# RMEF Donation



## beltramidave (Jan 6, 2016)

Was asked to make a cribbage board for Rocky Mountain Elk Foundation auction in Montana by my BIL. Actually made 2. First one, made from .75" maple cupped terribly after carvng (even after being sealed) despite wood being in my shop for 2+ years. Was able to get it to lay flat again, but was not confident that it would stay, so I took Honest John's advice and bought a !' pine round from Menards to make the second one.

Going to send both, hope they do well. Was quite pleased for my first go around..


----------



## RainMan 2.0 (May 6, 2014)

Super impressive Dave . I used to hear people talk about this game ,but have no idea how it works . 
Love the art work in yours , wow !


----------



## beltramidave (Jan 6, 2016)

RainMan 2.0 said:


> Super impressive Dave . I used to hear people talk about this game ,but have no idea how it works .
> Love the art work in yours , wow !


I have no idea how to play either. Was fun yet frustrating. Thanks for the comments.


----------



## MoHawk (Dec 8, 2013)

Very nice work and I don't know how to play Cribbage either!


----------



## Herb Stoops (Aug 28, 2012)

Great job, I know how to play, but never saw as fancy a cribbage board as those. 
Very well done,
Herb


----------



## Scottart (Jan 8, 2015)

Dave

Interesting must be the week to donation to the Elk foundation. I am also shipping a piece to the RMEF foundation banquet in Seeley, Montana. where is yours going?


----------



## difalkner (Jan 3, 2012)

That's a great looking game board, Dave! Like others, I have no idea how to play the game but the boards have always looked interesting.

David


----------



## Scottart (Jan 8, 2015)

cribbage is a great game fun to teach the grand kiddos.


----------



## beltramidave (Jan 6, 2016)

Scottart said:


> Dave
> 
> Interesting must be the week to donation to the Elk foundation. I am also shipping a piece to the RMEF foundation banquet in Seeley, Montana. where is yours going?


Great Falls. I saw your design, very nice! Wish I could paint...


----------



## honesttjohn (Feb 17, 2015)

You did that round panel good, grasshopper!!!


----------



## old55 (Aug 11, 2013)

Very nice Dave.


----------



## Multiwood (Feb 24, 2013)

One of the best looking cribbage boards I have seen


----------



## marecat3 (Nov 30, 2010)

Wow great job


----------



## TenGees (Sep 12, 2012)

Beautiful boards, Dave. Shame about the warping on the maple one.

It's probably been about two decades since I played that very good game.


----------



## sreilly (May 22, 2018)

Cribbage, no thanks I ain't hungry....have no idea how to play but can say that the design and execution of the boards look great.

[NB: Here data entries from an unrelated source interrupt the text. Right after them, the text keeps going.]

PR #2103, opened 2018-08-10
usafl: FL-9B new extention to CR2209

rickmastfan67:
https://www.news4jax.com/traffic/northbound-lanes-of-state-road-9b-open-in-st-johns-county?__vfz=medium%3Dsharebar

Not sure if the I-95 will now gain an exit number, but I'll cross that bridge once somebody checks out the new alignment.

### DIFF
--- a/hwy_data/FL/usafl/fl.fl009bjac.wpt
+++ b/hwy_data/FL/usafl/fl.fl009bjac.wpt
@@ -2,6 +2,6 @@ I-295 http://www.openstreetmap.org/?lat=30.180469&lon=-81.513609
 +1 http://www.openstreetmap.org/?lat=30.165675&lon=-81.511163
 2 http://www.openstreetmap.org/?lat=30.134805&lon=-81.509318
 3 http://www.openstreetmap.org/?lat=30.130848&lon=-81.510240
-I-95 http://www.openstreetmap.org/?lat=30.114617&lon=-81.514156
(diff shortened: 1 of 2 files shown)


rickmastfan67:
Also, not sure if this part will become I-795 in the future, so, not extending that file.  But I have a feeling that I-795 will just be the I-95 -> I-295 segment.

rickmastfan67:
NM, just found a video that somebody took back on 05/21/17 that clearly shows an exit number for I-95 painted on the ground (no gore signage yet).  It's Exit 4.  https://youtu.be/qVplSYgmnRs?t=2m13s

I'm sure that FDOT updated the signage since then and posted it for all to see, so I'll edit both FL-9B's & I-795 (Future)'s files to have I-95 listed as '4'.

jteresco:
Should 9B now be just "FL9B" instead of "FL9BJac"?

jteresco:
It doesn't look like we're consistent elsewhere.  The first two I looked at were NY and MA, both of which I initially developed but relinquished a few years back.  usany doesn't include a city or suffix for any except NY120A (which has 4 segments) while usama includes them for every route with a letter suffix.

rickmastfan67:
Well, as I said above, I can make FL consistent (I know I did a few without the name without realizing it) in a separate changeset later since usafl is still in 'preview' and would not have to push an 'update' log entry for the changelog file.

With the elk in the design it should feel very at home in Montana. Great job.


----------



## DaninVan (Jan 1, 2012)

Beautiful piece, Dave! 
The game is played to 121 points...the holes are for putting little coloured pegs into for keeping track of the score. Sort of like a race track. Four rows, four players.
https://bicyclecards.com/how-to-play/cribbage/

https://www.amazon.ca/StealStreet-P...=2025&creative=165953&creativeASIN=B0014WPECM


----------



## Oscar36 (Feb 23, 2019)

Beautiful project. The carvings came out looking great. I haven't played cribbage in 30 years but I grew up playing it with my family.

I may have to carve one just for nostalgia. Of course won't be nearly as nice as yours.


----------



## DesertRatTom (Jul 3, 2012)

The three dimensions really popped on this piece. In art that's called Bas Relief. Really nice job on this. You CNC guys keep tempting the rest of us with gorgeous work like this.


----------



## ScottyDBQ (Jul 5, 2008)

Played a few times many decades ago - but never saw a board as spectacular as yours. Great job!


----------



## beltramidave (Jan 6, 2016)

Wow, thanks for all the comments! I hope they do well at the auction.


----------



## Knothead47 (Feb 10, 2010)

Good job! Got a cribbage board in the attic. Never figured out how to play it. I'm till trying to figure out the golf tee game at Cracker Barrel!


----------



## MEBCWD (Jan 14, 2012)

Dave great looking boards. I'm sure they will make good money for the foundation. I played the game 30+ years ago with a neighbor and not sure if I ever won, but it was fun. I'd like to make a few boards but I don't know if I would ever find the time or someone to play with, might have to teach one of the great-grandkids how to play.


----------



## beltramidave (Jan 6, 2016)

Update, the RMEF banquet was held Saturday evening. The pine board was put into a silent auction and brought 150.00 and the maple one was put into a $3/ticket raffle and according to my BIL, had between 150-200 tickets in the bucket. Also donated one of my wine bottle/glass holder which brought 125.00.

Pretty happy with the results. Will see if it brings me any more work. Thanks everyone for the comments.


----------



## honesttjohn (Feb 17, 2015)

You are now a professional fundraiser!! Good show.


----------